Legislation introduced in Congress on Thursday by two Washington Democrats would, in Ryan’s opinion, “be a game-changer” by knocking down many of the hurdles.
Murray said it would transform how family planning care is delivered through the Department of Defense and Department of Veterans Affairs by expanding the fertility treatments and family-building services covered under the U.S. military health plan known as TRICARE.
“Servicemembers and veterans have sacrificed so much for our country—but they shouldn’t have to sacrifice their ability to start a family,” she said in a statement.
The legislation would allow servicemembers to cryopreserve, or freeze, their eggs or sperm before deployment to a combat zone or hazardous duty assignment and after an injury or illness.
Ryan said this would be valuable for women veterans she sees.
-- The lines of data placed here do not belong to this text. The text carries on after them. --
PR #4421, opened 2021-03-04
Tighten LFS pointer regexp

stanhu:
This prevents a potential parameter injection that might result from
decoding an LFS pointer file with trailing characters in the OID.

### DIFF
--- a/lfs/pointer.go
+++ b/lfs/pointer.go
@@ -22,7 +22,7 @@ var (
 	}
 	latest      = "https://git-lfs.github.com/spec/v1"
 	oidType     = "sha256"
-	oidRE       = regexp.MustCompile(`\A[[:alnum:]]{64}`)
+	oidRE       = regexp.MustCompile(`\A[0-9a-f]{64}\z`)
 	matcherRE   = regexp.MustCompile("git-media|hawser|git-lfs")
 	extRE       = regexp.MustCompile(`\Aext-\d{1}-\w+`)
 	pointerKeys = []string{"version", "oid", "size"}
--- a/lfs/pointer_test.go
+++ b/lfs/pointer_test.go
@@ -274,6 +274,11 @@ size 12345`,
 ext-0-foo boom:ffffffffffffffffffffffffffffffffffffffffffffffffffffffffffffffff
 oid sha256:4d7a214614ab2935c943f9e0ff69d22eadbb8f32b1258daaa5e2ca24d17e2393
 size 12345`,
+
+		// bad OID
+		`version https://git-lfs.github.com/spec/v1
+oid sha256:4d7a214614ab2935c943f9e0ff69d22eadbb8f32b1258daaa5e2ca24d17e2393&
+size 177735`,
 	}
 
 	for _, ex := range examples {


lfs/pointer.go
```diff
@@ -22,7 +22,7 @@ var (
 	}
 	latest      = "https://git-lfs.github.com/spec/v1"
 	oidType     = "sha256"
-	oidRE       = regexp.MustCompile(`\A[[:alnum:]]{64}`)
+	oidRE       = regexp.MustCompile(`\A[0-9A-Fa-f]{64}\z`)
```
stanhu, line 25: https://github.com/git-lfs/git-lfs/blob/master/docs/spec.md#the-pointer says this is lowercase:

`oid tracks the unique object id for the file, prefixed by its hashing method: {hash-method}:{hash}. Currently, only sha256 is supported. The hash is lower case hexadecimal.`

Do we care about supporting uppercase?

lfs/pointer.go
```diff
@@ -195,7 +195,7 @@ func parseOid(value string) (string, error) {
 	if parts[0] != oidType {
 		return "", errors.New("Invalid Oid type: " + parts[0])
 	}
-	oid := parts[1]
+	oid := strings.TrimSpace(parts[1])
```
bk2204, line 198: It's unclear to me why we need this.  Can you say a few words about this change?

bk2204 (commented):
Hey,

I think overall this is a nice improvement.  I agree with your decision not to allow uppercase, since pointer files are supposed to be unique.

I did have a question about one aspect of the change, though.

lfs/pointer.go
stanhu: @bk2204 I was concerned some LFS pointer files might have trailing space, newlines, or line feed characters (e.g. with Windows) now that we have a `\z` in the regexp. I think `decodeKVData` calls `strings.SplitN`, which might keep `\r`?

bk2204: Ah, that makes sense.  I believe `bufio.NewScanner` strips off all of the possible line ending characters, so that shouldn't be a problem and we can just remove this line.  Pointer files should not have CRLF line feeds, since they're supposed to be bit-for-bit unique, but I believe we'll handle it gracefully even if they do.

bk2204 (approved):
Looks great.  Thanks for the patch.

lfs/pointer.go
stanhu: @bk2204 Now I remember why I added this. Do we care about tolerating trailing spaces? This now fails:

```diff
diff --git a/lfs/pointer_test.go b/lfs/pointer_test.go
index 7960bd38..88ab2e58 100644
--- a/lfs/pointer_test.go
+++ b/lfs/pointer_test.go
@@ -88,8 +88,7 @@ func TestDecodeTinyFile(t *testing.T) {
 
 func TestDecode(t *testing.T) {
 	ex := `version https://git-lfs.github.com/spec/v1
-oid sha256:4d7a214614ab2935c943f9e0ff69d22eadbb8f32b1258daaa5e2ca24d17e2393
-size 12345`
+oid sha256:4d7a214614ab2935c943f9e0ff69d22eadbb8f32b1258daaa5e2ca24d17e2393` + "  \nsize 12345"
 
 	p, err := DecodePointer(bytes.NewBufferString(ex))
 	assertEqualWithExample(t, ex, nil, err)
```

bk2204: No, we definitely do not want people to use trailing spaces.  We want people to use the single, canonical pointer file without any modifications.  The fact that we happen to tolerate CRs in the file is an oversight, not a feature.

PR #564, opened 2025-05-13
Options for multiple set icons

mbbush:

This PR includes new options for:
* Including multiple set icons on the expansion dividers. When playing with a mixture of 1st edition and 2nd edition cards, I find having both the 1st edition and 2nd edition icons on the expansion divider helps find which section to put the cards away in. I even put all 8 promo icons on the Promo divider, which fits fine even in vertical orientation 
image
  - This could probably use a bit more testing to see how it interacts with all the sets with multiple editions, and perhaps some better logic for deciding when to include both icons (e.g. if you only have 2nd edition cards, skip the 1e icon). But I didn't need that for my purposes so haven't implemented it yet.
* Grouping removed cards together with the 2nd edition. This is complementary to the existing option for grouping upgrade cards with the 1st edition. The differences are which set icon appears on the cards which are common to both editions, and which edition's text is used for the expansion divider.


src/domdiv/main.py
```diff
@@ -281,6 +281,11 @@ def filter_sort_cards(cards: list[Card], options) -> list[Card]:
             if Card.sets[card.cardset_tag]["upgrades"]:
                 options.exclude_expansions.append(card.cardset_tag.lower())
                 card.cardset_tag = Card.sets[card.cardset_tag]["upgrades"]
+    if options.removed_with_expansion:
+        for card in cards:
+            if Card.sets[card.cardset_tag].get("removed", False):
+                options.exclude_expansions.append(card.cardset_tag.lower())
```
mbbush, line 287: This will conflict with the change from list to set in #565. Either this PR or #565 can be merged first, but then the other one needs a minor update before it can merge.

mbbush:
```suggestion
                options.exclude_expansions.add(card.cardset_tag.lower())
```
If #565 is merged first, this is the necessary change.

PR #565, opened 2025-05-13
Refactor option parsing to use sets

mbbush:

This PR is just some cleanup. The most significant change is removing the second call to `clean_opts`, which looks like it was added only for the unit tests. I moved the call into the tests instead. 

The problem with `clean_opts` is that it assumes that options like `expansions` are a list of lists, and flattens them, but since in python a string is iterable, if it's called a second time, it turns 
```['allies', 'plunder']```
into 
```
['a', 'l', 'l', 'i', 'e', 's', 'p', 'l', 'u', 'n', 'd', 'e', 'r']
```

Fortunately most (all?) of the code which is called after `calculate_layout` doesn't care about the expansions in the options, but there's no guarantee of that.

### CODE REVIEW

**Comment by mbbush** [comment]
Yes, I think making `clean_opts` idempotent is a better solution. I've done that now. It ended up being a decently large refactor, changing the type of the various collection options from list to set. The tests were quite helpful, including new ones I added.

File: tests/generation_tests.py [hunk 1]
```diff
@@ -32,3 +34,45 @@ def test_grouped():
...
+        "trait",
+        "way",
+        "prophecy",
+        "boons",
+        "projects",
+        "event",
+        "boon",
+        "landmark",
+        "ally",
+        "allies",
```
mbbush, line 62: Why are both of these here? The test passes, so this is what the code is doing, but this doesn't seem right to me.

mbbush: hmm, actually, they're all duplicated, it's just not clear because this list is in whatever order it was in when I copied it from my debugger, not alphabetized. I'll clean that up, at least.

src/domdiv/config_options.py
```diff
@@ -834,6 +834,25 @@ def parse_opts(cmdline_args=None):
...
+            # The arg parser sometimes generates a list of lists
+            out.update(flatten_lower_and_deduplicate(item))
+        elif isinstance(item, set):
+            out.update(item)
+        elif isinstance(item, str):
+            out.add(item.lower())
+        else:
+            logger.warning(
+                f"Ignoring configuration option {item} with type {type(item)} as it has an unexpected type."
+            )
```
sumpfork, line 852: I feel like this should either add the item (so work for things that aren't strings) or throw an exception here?

src/domdiv/config_options.py
```diff
@@ -908,79 +927,55 @@ def clean_opts(options):
...
-        options.group_global = []
-    elif not any(options.group_global):
-        # option given with nothing indicates all possible global groupings
-        options.group_global = db.get_global_groups()[1]
-    else:
-        # options.group_global is a list of lists.  Reduce to single lowercase list
-        options.group_global = [
-            item.lower() for sublist in options.group_global for item in sublist
-        ]
+    legacy_groups = set()
```
sumpfork, line 957: Not in this PR, but we should deprecate these. There are more than enough options already.

sumpfork (changes requested):

src/domdiv/config_options.py
mbbush: Amen. I just don't know what's being used by the website, so it's hard for me to know what can and can't be removed.

src/domdiv/config_options.py
mbbush: Updating it to throw an exception.

src/domdiv/config_options.py
sumpfork: You can see it here: https://github.com/sumpfork/bgtools_web/blob/main/assets/lambda/domdiv_form.py#L30 - it's pretty custom, and I'll likely have to update that anyway when I deploy all these changes. I had been working to fully automate representing all relevant options of the script on the site directly (as an 'advanced' tab), but it ends up being somewhat cumbersome, so this is what it is for now.

sumpfork (approved):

They want to start a family but are older and encountering fertility challenges following their service, not surprising as there are studies showing a link between trauma, such as one might experience during military service, and infertility, she said.
“It would be wonderful if (cryopreservation) was offered to military folks before they are deployed and age or are injured,” she said.
Another provision in the new congressional bill would assure veterans and servicemembers access to fertility treatment and counseling, including assisted reproductive technology like in vitro fertilization, or IVF. And it would allow couples, including those who are unmarried and of the same sex, to use donated gametes.
Right now, only individuals who are married to opposite-sex partners that can provide gametes for IVF are eligible for IVF services, Murray’s staff said. This means unmarried veterans and servicemembers whose partners are infertile, the same sex, or unable to provide gametes are excluded.
This legislation would, for the first time, allow veterans and servicemembers to use gestational surrogates for covered IVF services, according to Murray’s office. Also, the legislation aims to create a less onerous process to access services for which an individual is eligible.
“Congress should take the long-overdue step of permanently overturning outdated limitations on IVF to give servicemembers and veterans the opportunity to start a family,” Larsen said.
The bills introduced Thursday are unlikely to make it to President Joe Biden’s desk this year. However, some provisions could make their way into key spending bills under negotiation today.
The House, for example, has approved a pilot program allowing active-duty service members to freeze their sperm or eggs before deployment. It made it into the National Defense Authorization Act passed by the Republican-led chamber. Such a program is not in the Senate version.
Larsen, who has championed this program for several years, called it “a positive step toward helping our nation’s servicemembers and their loved ones build a family. Congress should create this initiative to keep faith with the women and men sent into harm’s way.”